DUCATI_SUPERSPORT_950_S _45__UC211043_High

Super, but is it sporty?

But then again, if you wanted a Ducati with road manners that was comfortable, you’d probably be sitting on a Multistrada by now and the fact that this thing is called a SuperSport, should make it at least fairly handy if you fancy getting a move on. The thing is, that’s where the SuperSport does hit its limitations, with the only real thing holding it back being the amount of power that it has to haul the fairly hefty weight. Don’t get me wrong, it still pulls impressively through the rev range with enough urgency to keep things exciting 99% of the time, but the redline just seems to hit way sooner than feels right on a big capacity sportsbike for when just want that little bit extra.

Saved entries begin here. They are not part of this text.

PR #1398, opened 2020-11-04
Displays

### LINKED ISSUE #852: display methods
In order to allow different views e.g. circular and linear of a dataset e.g. a VCF with SVs, we would like a single "track" to be able to be displayed on those different views

Currently track's pertain to only a single view type though

Therefore, we would like to make a new concept of "Track" that contains different "DisplayMethods"

Some considerations are

How does a plugin create a new "top level track type"
How does a plugin add a new display method to an existing "top level track type"
Can we avoid issues related to "stringly typed view names"

BreakpointSplitTrack, which uses bam, and StructuralVariantChordTrack, which uses VCF, are relevant examples of this

### LINKED ISSUE #1182: Current dotplot "Open linear synteny view" context hardcodes grape vs peach
The "Open linear synteny view" from a dotplot is a cool demo I think but it hardcodes the grape vs peach LinearSyntenyTrack

### LINKED ISSUE #1382: Error opening linear synteny view from dotplot
Drag over a section of the dotplot and choose "Open linear synteny view". Error is

```
Failed to resolve reference 'grape_peach_synteny_mcscan' to type 'LinearSyntenyTrackConfigurationSchema' (from node: /session/views/1/tracks/0/configuration)
```

Link: ~~https://s3.amazonaws.com/jbrowse.org/code/jb2/master/index.html?config=test_data%2Fyeast_synteny%2Fconfig.json&session=local-2GHotOIXN~~ https://s3.amazonaws.com/jbrowse.org/code/jb2/master/index.html?config=test_data%2Fyeast_synteny%2Fconfig.json

This works on the peach/grape dotplot, but not other ones. It looks like the peach/grape track might be hardcoded in the menu action:

https://github.com/GMOD/jbrowse-components/blob/7b95e14f11d12109676e22d8ef1a64f42d9d0896/plugins/dotplot-view/src/DotplotView/model.ts#L380-L385

garrettjstevens:
Some main takeaways from this PR:

* A single track config can have multiple displays.
  * When you create a display, you register it with a track type, so tracks know which displays it can have
  * There is a preProcessSnapshot that takes a track config, looks at the displays it has, and adds a default config for any possible displays it's missing
  * If you don't need to use any non-default config for the displays, the displays don't even have to be in the config file. That means when doing `jbrowse add-track`, you can just add the track and not worry about displays at all.
* Can switch between multiple possible displays in LGV
  * Only shows up in track menu if that track has multiple compatible displays for the view
  * For AlignmentsDisplay, this replaces the "show pileup" and "show coverage" track menu options
  * Another example is for FeatureTracks, you can choose basic, filtering, or lollipop displays

image

* Enables opening of same track in different views. e.g. a SyntenyTrack can have a DotplotDisplay in a DotplotView, and then that same track can be opened as a LinearSytentyDisplay in a LinearSyntenyView.

image

Resolves #852 
Resolves #1382 
Resolves #1182


garrettjstevens:
Updated the PR description. This is ready to test out!

cmdcolin:
huge effort! congrats. i really like that essentially "existing configs already work with this" on some basic level, not a big restructuring.  are there any possible pitfalls or challenges (going forward or looking at this) or things that we should look at

peterkxie:
been testing it out, really like how it interacts with alignment tracks

plugins/circular-view/src/BaseChordDisplay/models/BaseChordDisplayModel.ts
```diff
@@ -0,0 +1,231 @@
...
+          {
+            name: `${self.type} ${self.id} getting refNames`,
+            fireImmediately: true,
+          },
+          () => {},
+          refNameMap => {
+            self.setRefNameMap(refNameMap)
+          },
+          error => {
+            self.setError(String(error))
```
cmdcolin, line 226: can we make this error instead of String(error). maybe add a console.error(error) here too

garrettjstevens:
Yeah, some track configs don't change at all, which was nice. Also, there shouldn't ever be a need to have a SNPCoverageAdapter in the config now, since the LinearSNPCoverageDisplay will automatically wrap the track's BAM/CRAM adapter.

I'd appreciate a look at the SyntenyTrack and its displays (LinearSyntenyDisplay, LinearComparativeDisplay, DotlplotDisplay) just to make sure I grouped things appropriately. I think there might be something weird where it thinks a SyntenyTrack with an MCScan adapter should be able to power a DotplotDisplay. Not sure if that should work or not. See https://s3.amazonaws.com/jbrowse.org/code/jb2/852_displays/index.html?config=test_data%2Fconfig_dotplot.json&session=share-R8W153ZjfB&password=Ae5j8

cmdcolin:
>I think there might be something weird where it thinks a SyntenyTrack with an MCScan adapter should be able to power a DotplotDisplay.

MCScanAdapter is a synteny adapter and should be allowed to power a Dotplot and LinearSynteny views.

 I am not a big fan of MCScanAdapter (for example s3 throttles my requests when I visit that share url because it is spamming NCList requests from the MCScanAdapter's subadapters....) but there could maybe be workarounds.... It might be that instead of taking subadapter, it might be better if it took a full gff3 or something and parsed it entirely up front because there is a cost to range-requesting...just a brainstorm

cmdcolin:
If possible I would like to refine the concept of the "feature track", and not have the option to change a gene track into a lollipop track for example. I see the lollipop and filtering tracks as kind of exotic and not really for a general use.

localhost_3000__config=test_data%2Fvolvox%2Fconfig json session=local-hbYog1u1n (1)


If needed, we should make a more refined FeatureTrack type. I independently conceived of a type called FeatureTrack here https://github.com/GMOD/jbrowse-components/pull/1394 and it offers some specialized behaviors like hiding feature labels, etc. I think this would be a great addition.

cmdcolin:
I might also be nice to have "aliases" for the display modes, as confronting LinearBasicDisplay in raw text form is somewhat awkward, and maybe if there is only a single display mode, hide this area

cmdcolin:
Looks like maybe it is already hidden if there is only a single display mode...as in variant track currently

rbuels:
went ahead and merged this to get it into 1.0, since the issues with it don't seem to be blockers. let's not lose track of those though, so I'll mark this closed PR as "discuss in meeting" so we can deal with them on the mainline

PR #1520, opened 2020-12-02
Release and workflow updates

garrettjstevens:
These are some adjustments to the release process determined after releasing v1.0.2. The biggest change is that the release script uses `semver` to get the new version number before `yarn lerna publish` is run. That way it can generate the blog post and changelog with the new version number and commit them before tagging and publishing the release.

Also includes a couple GitHub workflow updates:

- update the build job to install the website deps with a cache to help it be a bit faster
- add a new workflow that will add a "needs label triage" label to a PR if it doesn't have a changelog label

### DIFF
--- a/.github/labeler.yml
+++ b/.github/labeler.yml
@@ -1,0 +1,1 @@
+'needs label triage': '*'
--- a/.github/workflows/pull_request_label.yml
+++ b/.github/workflows/pull_request_label.yml
@@ -1,0 +1,19 @@
+name: 'Pull Request Labeler'
+on:
+  - pull_request_target
+
+jobs:
+  triage:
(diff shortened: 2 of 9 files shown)


cmdcolin:
>that way it can generate the blog post and changelog with the new version number and commit them before tagging and publishing the release.

cool...that was always a weird thing in previous iterations.

looks good. could you add a note to README.md (or maybe we can create a separate doc for this) about how to run the release (looks like github_auth passed manually as a cli param to scripts/release.sh, etc)

garrettjstevens:
> could you add a note to README.md

Yes, thank you for reminding me. There's a description in the README now.

PR #1522, opened 2020-12-03
Update oclif and remove now unnecessary file copy

garrettjstevens:
The new version of `@oclif/dev-cli` makes it so that we don't have to copy the yarn.lock into the package folder before building.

It’s not too much of a big deal though, as the rest of the SuperSport 950 really is impressive. Being on the higher-spec ‘S’ version, the fully adjustable Öhlins suspension feels absolutely incredible when cornering, offering bundles of feedback throughout the stroke, yet still soaking up the bumpy UK tarmac with ease, without feeling too soft or spongy. I was glad they did too, as that Brembo braking set-up offers a monstrous amount of power when it comes to scrubbing the speed off, offering a load of initial bite and feel. Even the electronics are dialled in to perfection, with Ducati using their tried and testing six-axis IMU to power the aids, to give a nice level between control, and interference that’s easily adjustable to your preference. Sure, it doesn’t have the stiffest suspension, sportiest stance or the most ground clearance, but I’d love to see the SuperSport with the Panigale V2’s 150bhp engine, as I really do think that would be near enough a perfect combination.



Ducati’s range of sports bikes aren’t renowned for being user friendly or for their road-going etiquette, but the SuperSport 950S really is an exception to the rule. It really is a refined, comfortable and good lucking machine that’s packed with tech if you want something that’s fairly sporty and that won’t make you pull a muscle with every ride. And I say fairly sporty because although it handles well and comes equipped with some serious kit in terms of its components, it won’t offer the performance of a full blooded sportsbike. But then again, if you want that, buy a Panigale.

Sports tourers have faded in popularity in recent years, replaced on the whole by adventure bikes like Ducati’s own Multistrada. That said, machines like the SuperSport still attract a loyal following – and rightly so. If high mileage and comfort is more important to you than cutting up lap records, then this is a cracking tool for the job.